* Source material
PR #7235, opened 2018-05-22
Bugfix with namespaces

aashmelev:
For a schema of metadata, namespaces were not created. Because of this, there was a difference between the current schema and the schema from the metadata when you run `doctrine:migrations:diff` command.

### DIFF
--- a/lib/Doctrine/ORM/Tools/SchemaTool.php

* * *

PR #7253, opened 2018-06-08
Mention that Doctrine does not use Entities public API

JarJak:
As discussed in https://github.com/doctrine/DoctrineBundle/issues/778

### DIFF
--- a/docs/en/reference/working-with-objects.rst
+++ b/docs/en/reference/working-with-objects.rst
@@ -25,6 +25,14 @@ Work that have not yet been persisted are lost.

* Required action
Please give again the lines above between the line holding "PR #7235, opened 2018-05-22" and the line holding "--- a/lib/Doctrine/ORM/Tools/SchemaTool.php", inclusive, exactly as they are and with nothing added.

* Expected answer
PR #7235, opened 2018-05-22
Bugfix with namespaces

aashmelev:
For a schema of metadata, namespaces were not created. Because of this, there was a difference between the current schema and the schema from the metadata when you run `doctrine:migrations:diff` command.

### DIFF
--- a/lib/Doctrine/ORM/Tools/SchemaTool.php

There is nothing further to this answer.